August 15, 2022
Written by
Kate Rochat

Understanding The Three Drive Belts in Your Car

Drive belts are essential parts of your car that help it to run smoothly. A drive belt is similar to what you might expect - a loop of flexible material that keeps the engine running properly by safely transmitting power to different parts of your engine. 

Most cars have somewhere in the range of 1-3 drive belts: the Serpentine belt, V-belt, and Timing Belt. it is important to understand the purpose of each drive belt to be able to recognize when it is not functioning properly.

Here we will explain the different drive belts in your car, what they do, and how and when you need to replace them. 

Timing Belt

The timing belt connects the crankshaft to the camshaft. The crankshaft helps the engine’s pistons to rotate the engine’s pistons, and the camshaft helps open and close the engine valves. 

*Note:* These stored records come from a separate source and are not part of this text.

PR #441, opened 2023-06-21
TOOL-21734 appliance-build-stage1 fails because package locales is missing

sebroy:
This re-adds the `locales` package that was removed by #439. It looks like the
package needs to be on the build server (which we don't test), or on the engine
itself for not-in-place upgrades (which we don't test). The lack of testing of
both of these use cases is why this didn't get caught pre-commit in #439.

ab-pre-push: http://selfservice.jenkins.delphix.com/job/github/job/delphix/job/delphix-platform/job/appliance-build-orchestrator/job/pre-push/254/

### DIFF
--- a/debian/rules
+++ b/debian/rules
@@ -65,6 +65,7 @@ DEPENDS += ansible, \
 	   kbd, \
 	   kmod, \
 	   less, \
+	   locales, \
 	   logrotate, \
 	   lsb-release, \
 	   mount, \


sumedhbala-delphix (approved):
does it make sense to test the change with all the variants and platforms similar to the nightly job http://ops.jenkins.delphix.com/job/appliance-build/job/develop/job/nightly/87/parameters/ ?

prakashsurya:
> or on the engine itself for not-in-place upgrades (which we don't test)

IIRC, we do run not-in-place upgrade tests via some cadence.. it's not pre-push, but I'm pretty sure they get run via some of the regression runs..

prakashsurya (approved):

prakashsurya:
for posterity's sake..

```
 40 #
 41 # In order for this locale to be used (e.g. by virtualization) we need
 42 # to ensure it's available. Generally this locale will be generated by
 43 # appliance-build for new VMs, but we can't rely on that since that
 44 # doesn't work for not-in-place upgrades. Thus, we must explicitly
 45 # generate the locale here.
 46 #
 47 - locale_gen:
 48     name: en_US.UTF-8
 49     state: present
 ```
this task isn't specific to the build.. but it looks like for a normal engine, we pull it in via the virtualization package:
```
$ aptitude why locales
i   delphix-virtualization Depends postgresql-12
i A postgresql-12          Depends locales | locales-all
```
hence why this task works when it's run via our normal pre-push testing..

Rubber timing belts must be replaced relatively frequently, so many manufacturers have moved to using Timing Chains, because they do not need to be replaced very often.


A V-belt is a drive belt that runs off a crank and pulley system. It typically moves between one or two engine systems, and many older vehicles require several V-belts to power the different systems in the engine. V-belts are less common today, for a few reasons. While they perform the same job as a modern belt, they do not last as long as modern belts, and are more difficult to replace. 

Serpentine Belt

The serpentine belt lies under the hood and it helps to operate many systems in your vehicle by transporting power.  In contrast to a V-belt, it is the easiest to replace and maintain, hence why modern manufacturers prefer it. 

The serpentine belt is a very essential part of your car. It is a rubber belt that runs through the systems of your car to transport power to engine accessories. 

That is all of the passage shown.